- Born: 10 March 1986 (age 40)
- Citizenship: United States
- Education: University of Louisiana at Lafayette University of Arkansas for Medical Sciences
- Occupations: Author, Autism advocate

= Nichole Daher =

American author and autism advocate

Nichole Daher (born March 10, 1986) is an American author and autism advocate associated with autism therapy initiatives in the United States.

== Education ==
Daher studied nuclear medicine technology at the University of Louisiana at Lafayette. She later attended the University of Arkansas for Medical Sciences, where she earned a bachelor's degree in nuclear medical technology.

== Career ==
Daher has been involved in autism-related advocacy and therapy initiatives, including work connected with Success on the Spectrum, an autism therapy provider based in Houston, Texas.

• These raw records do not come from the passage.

Issue #2796, opened 2026-07-23
gsc: null-conditional field-like event raise NREs with no subscribers


DavidObando:
A null-conditional raise of a field-like event throws NullReferenceException when the event has no subscribers instead of being a no-op. This blocks 3 migrated Oahu tests and regressed structural event raises in PR #2792.

Minimal repro:

    package EvtRaise
    import System
    class Bell {
        event Rang EventHandler
        func Ring() { Rang?(this, EventArgs.Empty) }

Her work relating to autism therapy services has been referenced in media coverage discussing applied behavior analysis (ABA) therapy and autism support services.

In 2026 Daher appeared on the television series Legacy Makers (Season 1, Episode 9), discussing autism therapy services and related initiatives.

Daher is the author of Charting New Waters: Success on the Spectrum.

== Personal life ==
Daher has publicly discussed experiences relating to raising a child with autism, which influenced her involvement in autism advocacy.